1:59 pm Jul. 26, 2012
The Lineup collects the media stories, big and small, that are on our radar each day.
The Guardian announced today that its website is now the world's third most-read newspaper website, with 30.4 million users in June of 2012, according to the latest data from metrics firm comScore.
Its press release about the milestone didn't name the first and second most-read newspaper websites, but we'd assume those are Mail Online and nytimes.com, which, as we mentioned earlier, finished june with 38.1 million unqiue visitors.
The Guardian attributed the boost in its online ranking to Guardian News, the U.S.-facing web offering that its been building out of New York for the past year.
"Putting our online news service first has enabled us to build a huge global audience that shares our progressive values," said Janine Gibson, editor-in-chief of Guardian News, in a statement. "The U.S. now accounts for around one-third of our total global readership."

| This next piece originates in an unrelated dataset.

PR #980, opened 2025-05-16
environment/repo_resolved: Support branches from gh pr checkout

mdkinney:
When checking out a PR using the gh command, the tracking branch may not be associated with any of the current remotes. This causes a python exception determining the URL of the remote associated with the PR branch when running stuart commands.

However, the URL to the repo the PR was created from can be determined by parsing the tracking_branch() and removing the branch name from the end of the tracking_branch().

But The Guardian's year-old "digital-first" strategy hasn't been accompanied by good news for its print product. As paidContent reported last week, Guardian News & Media is "re-opening its voluntary redundancy programme" and reducing its editorial budget largely as a result of losses in print revenue.
In other news...
On Capital: The Times Company's search for a new C.E.O. hits the final stretch. [Capital]
"Entertainment Tonight" is paying sources for information related to the Aurora massacre. [The Denver Post]
Norah O'Donnell is replacing Erica Hill on "CBS This Morning." [TV Newser]
Newsweek might be going online-only by this fall! [Poynter]
No it won't be! [Jim Romenesko]
Stewart and Colbert extended their Comedy Central contracts. [NYT/Media Decoder]
More hires at Quartz, Atlantic Media's forthcoming business site. [Adweek]
Oops! Parenting magazine's Michelle Obama cover gaffe. [NYT/Media Decoder]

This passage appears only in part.